En septembre de l’année dernière, il a été annoncé que Shawn Layden quitterait la présidence de Sony Worldwide Studios après 32 ans avec la société. Un cadre qui, bien qu’il ne soit plus lié à la PlayStation, j’ai encore beaucoup à dire.

Pendant son séjour au Gamelab Live 2020 qui se déroule ces jours-ci (la version numérique du Gamelab habituel), Layden a parlé de The Last of Us Part II et du coût de création de jeux de plus en plus ambitieux. Un modèle qui considère « intenable » à ce point, comme nous l’avons vu dans GamesIndustry. Pour lui, le mieux serait de revenir au triple A pendant 12 ou 15 heures.

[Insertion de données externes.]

PR #2774, opened 2023-01-13
Fixed KeyError when total coloring done on model with an unconnected input constraint in a ParallelGroup

### LINKED ISSUE #2740: Bug with total coloring involving AutoIVC and MPI
### Description

The example below requires [this dymos branch](https://github.com/robfalck/dymos/tree/mpi_autoivc_bug), and works correctly in serial operation.

When run under MPI, it fails with the end of the traceback being

```
  File ".../openmdao/core/total_jac.py", line 369, in __init__
    self.sol2jac_map[mode] = self._get_sol2jac_map(self.output_list[mode],
                             ^^^^^^^^^^^^^^^^^^^^^^^^^^^^^^^^^^^^^^^^^^^^^
  File ".../openmdao/core/total_jac.py", line 849, in _get_sol2jac_map
    local_idx, sizes_idx, _ = self._dist_driver_vars[name]
                              ~~~~~~~~~~~~~~~~~~~~~~^^^^^^
KeyError: '_auto_ivc.v1'
    local_idx, sizes_idx, _ = self._dist_driver_vars[name]
                              ~~~~~~~~~~~~~~~~~~~~~~^^^^^^
KeyError: '_auto_ivc.v1'
```

Where `self._dist_driver_vars` has keys that contain the user-friendly input names, but `name` is the true AutoIVC output name. OpenMDAO needs to map that name to the appropriate user-friendly input name in the MPI-relevant branch of logic in `_get_sol2jac_map`.

This particular branch of Dymos was an attempt to allow control inputs to be fed into Phases, instead of being outputs of explicit IndepVarComps within the phases, hence the reason this hasn't been found before.

### Example

```python
from openmdao.utils.assert_utils import assert_near_equal

from dymos.examples.finite_burn_orbit_raise.finite_burn_orbit_raise_problem import two_burn_orbit_raise_problem


p = two_burn_orbit_raise_problem(transcription='gauss-lobatto', transcription_order=3,
                                 compressed=False, optimizer='IPOPT', simulate=False,
                                 show_output=False)

if p.model.traj.phases.burn2 in p.model.traj.phases._subsystems_myproc:
    assert_near_equal(p.get_val('traj.burn2.states:deltav')[-1], 0.3995,
                      tolerance=2.0E-3)
```

### OpenMDAO Version

3.22.1-dev

_No response_

naylor-b:
### Related Issues

- Resolves #2740

None

### New Dependencies

None

### DIFF
--- a/openmdao/drivers/pyoptsparse_driver.py
+++ b/openmdao/drivers/pyoptsparse_driver.py
@@ -433,6 +433,9 @@ class pyOptSparseDriver(Driver):
                 rels = relevant[path]
                 wrt = [v for v in indep_list if dv_meta[v]['source'] in rels]
 
+            if not wrt:
+                continue
+
             if meta['linear']:
                 jac = {w: _lin_jacs[name][w] for w in wrt}
                 opt_prob.addConGroup(name, size,
@@ -466,6 +469,9 @@ class pyOptSparseDriver(Driver):
             else:
                 rels = relevant[path]
                 wrt = [v for v in indep_list if dv_meta[v]['source'] in rels]
+
+            if not wrt:
+                continue
 
             if meta['linear']:
                 jac = {w: _lin_jacs[name][w] for w in wrt}
@@ -846,12 +852,11 @@ class pyOptSparseDriver(Driver):
         if total_sparsity is None:
             return
 
-        model = self._problem().model
         for res, resdict in total_sparsity.items():
-            if res in self._responses and self._responses[res]['alias'] is not None:
-                res = self._responses[res]['source']
             if res in self._objs:  # skip objectives
                 continue
+            if res in self._responses and self._responses[res]['alias'] is not None:
+                res = self._responses[res]['source']
             self._res_subjacs[res] = {}
             for dv, (rows, cols, shape) in resdict.items():
                 rows = np.array(rows, dtype=INT_DTYPE)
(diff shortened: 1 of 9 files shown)


robfalck (approved):

openmdao/drivers/pyoptsparse_driver.py
```diff
@@ -467,6 +470,9 @@ def run(self):
                 rels = relevant[path]
                 wrt = [v for v in indep_list if dv_meta[v]['source'] in rels]
 
+            if not wrt:
```
Kenneth-T-Moore, line 473: So, this is a constraint that is not dependent on any design variables, and we just skip it. Seems like we should at least warn about it, since it might mean there is a problem in the model.

Kenneth-T-Moore (changes requested):
Just a question about whether we should warn if a constraint doesn't depend on any desvar due to graph-based sparsity.  Although, I seem to recall that the scaling report also raises this warning when it runs, so maybe this would be redundant.

openmdao/drivers/pyoptsparse_driver.py
naylor-b: added warning

Kenneth-T-Moore: I think the message should be more explicit, like "... does not depend on any design variables, and was not added to the optimization."

naylor-b: added

Kenneth-T-Moore (approved):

Le nouveau Naughty Dog a été un énorme projet. Un jeu qui dure environ 25 heures si on n’est pas trop complet (contrairement à 15 du premier) dont la qualité technique et le niveau de détail sont l’un des plus élevés du secteur. Mais, ont-ils valu d’augmenter le temps de développement à six ans pour quelque chose comme ça?

Layden explique que les jeux AAA ont atteint les coûts de production de entre 80 et 150 millions de dollarsEt c’est sans compter les dépenses de marketing.

Je ne pense pas que dans la prochaine génération, vous pouvez prendre ces chiffres, les multiplier par deux et penser que vous grandissez. Je pense que l’ensemble de l’industrie doit prendre du recul et dire « d’accord, qu’allons-nous créer? Qu’est-ce que notre public attend? Quelle est la meilleure façon de raconter notre histoire et de dire ce que nous voulons dire? »

L’ancien dirigeant de Sony pointe l’éléphant évident dans la salle: faire des jeux de 50 ou 60 heures (ou près de 30 dans un titre très détaillé comme Le dernier d’entre nous, partie II) augmente de façon exponentielle les temps et les coûts de développement.

Non seulement cela, mais le prix total des jeux restera toujours le même (environ 60 euros). Là, un énorme déséquilibre se crée entre l’augmentation des frais de développement et du prix de vente, toujours statique. C’est donc insoutenable.

La voie vers un modèle plus sain

La solution? Comme je l’ai dit précédemment, Layden propose que l’industrie triple A se détende et revienne jeux courts et moins chers. Environ 15 heures environ.

Comment regarder cela et se demander s’il y a une autre réponse? Au lieu de passer cinq ans à faire un jeu de 80 heures, que diriez-vous de trois ans pour un jeu de 15 heures? Combien cela coûterait? Serait-ce une expérience complète?

Non seulement à cause de ce que cela signifierait pour l’industrie, mais parce que, personnellement, il préfère les jeux courts: « J’aimerais voir un retour aux matchs du triple A de 12 ou 15 heures. Je terminerais plus de matchs, d’une part ».

Pourtant, Layden est assez fier de la suite des événements. Le dernier d’entre nous, partie II. Après tout, il le supervisait pendant la majeure partie du développement. C’est « l’exemple définitif » de jeux axés sur l’histoire, selon lui.

Il est vrai que les jeux d’un peu plus de 10 heures n’ont pas disparu. La plupart sont encore définis sous le double label Aou jeux intermédiaires. Ce ne sont pas des indépendants, mais ce ne sont pas non plus des blockbusters.

Au lieu de cela, les dernières exclusivités Sony, ou les jeux Rockstar ou Ubisoft, parier sur des durées draconiennes. S’il est clair pour un vétéran de l’industrie que cela ne sera pas durable dans la prochaine génération, il y aura une raison. Espérons que la réduction des développements pourrait réduire le nombre de cas de crise, dont on a tant parlé dans l’industrie ces dernières années.